Cette découverte est porteuse d'espoir. Pour le traitement d'abord: si, en effet, le pronostic de votre famille n'est pas très bon, on hésitera d'autant moins à mettre toutes les chances de votre côté en proposant tôt des traitements radicaux. A l'inverse, il y a une proportion importante des cancers du sein qui réagissent bien au traitement et peuvent être guéri. Dans ce cas de figure, si la famille de la patiente a connu des issues positives, elle pourra être rassurée que les choses ont la plus grande chance de bien se passer.

Haute surveillance

Une autre utilisation de ces données a permis de dresser le portrait de ces cancers touchant plusieurs fois une famille, et surtout de voir s'ils se distinguaient de leurs homologues isolés.

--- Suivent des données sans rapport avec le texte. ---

PR #837, opened 2019-12-24
Maybe simpler naming of commands for toggeling the panels? :)

predragnikolic:
I know, I am nitpicking,

But I just can't seem to remember the new commands for toggling the panel. :man_facepalming: 
Can we name them with less words and maybe rearrange the words to be more easy to remeber? :D

### DIFF
--- a/Commands/Default.sublime-commands
+++ b/Commands/Default.sublime-commands
@@ -60,11 +60,11 @@
         "args": {}
     },
     {
-        "caption": "LSP: Toggle Panel: Language Servers",
+        "caption": "LSP: Toggle Log Panel",
         "command": "lsp_toggle_server_panel",
     },
     {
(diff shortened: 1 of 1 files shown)


Commands/Default.sublime-commands
```diff
@@ -60,11 +60,11 @@
         "args": {}
     },
     {
-        "caption": "LSP: Toggle Panel: Language Servers",
+        "caption": "LSP: Toggle Log Panel",
```
predragnikolic: Maybe event "LSP: Toggle Console"

rwols: I'm okay with any name :)

rwols:
Hmm, it seems the travis reporting mechanism is broken. It is still building pull-requests though.

predragnikolic:
Should I close this?

rchl:
I think new names are better.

Globalement, les patientes concernées ont eu un cancer plus jeune, et plus souvent touchant les deux seins. Par contre, probablement du fait d'une meilleure sensibilisation, elles sont dépistées plus tôt et de manière égale selon les couches sociales (contrairement aux cancers non héréditaires). Elles bénéficient aussi plus souvent de traitements optimaux.

Malheureusement, ces personnes ont un risque huit fois plus important d'avoir une deuxième tumeur (située généralement dans le second sein) d’un type particulier, à savoir ne possédant pas de récepteurs aux œstrogènes. Ce risque peut même s'élever à cinquante fois si le premier cancer ne possédait pas non plus de récepteurs aux œstrogènes. «C'est un risqueparticulièrement élevé, s'alarme le professeur Bouchardy. La patiente concernée doit être sous haute surveillance. Elle doit le savoir ainsi que ses médecins.»

On le voit, le passage des registres au niveau familial est un outil important pour mieux connaître les cancers, leur évolution et guider le choix des traitements. Les recherches sur la base de données concernant le cancer du sein vont, bien entendu, continuer. A plus long terme, le professeur Bouchardy cible quatre autres types de tumeurs qui bénéficieraient de cette approche : cancer de la prostate, mélanome, cancer colorectal et cancer de la thyroïde.

Tumeur, vos papiers

«Pour bien travailler sur le cancer au niveau de la population, il nous faut un registre», résume le professeur Bouchardy. Utilisés à grande échelle pour le cancer depuis plus de quarante ans, ces outils répertorient les cas que leur annoncent hôpitaux et médecins. De nombreux détails sont alors enregistrés dans un dossier rendu anonyme, détails qui sont codés selon un standard international. Cela permet aux chercheurs de comparer directement les données de différents pays et d’établir l’évolution dans le temps des différents types de cancer.

«Les registres servent de thermomètre», poursuit le professeur Bouchardy. Ils donnent un reflet de l’évolution des cas et de leur traitement; ils permettent aussi de précieuses recherches quand on observe une recrudescence de tumeurs d’un type précis dans une zone géographique donnée. On a pu s’en servir pour mettre en évidence le lien entre le cancer de l’endomètre (corps de l’utérus) et la prise d’œstrogènes à la ménopause ou encore celui entre le cancer du foie et l’hépatite en Afrique.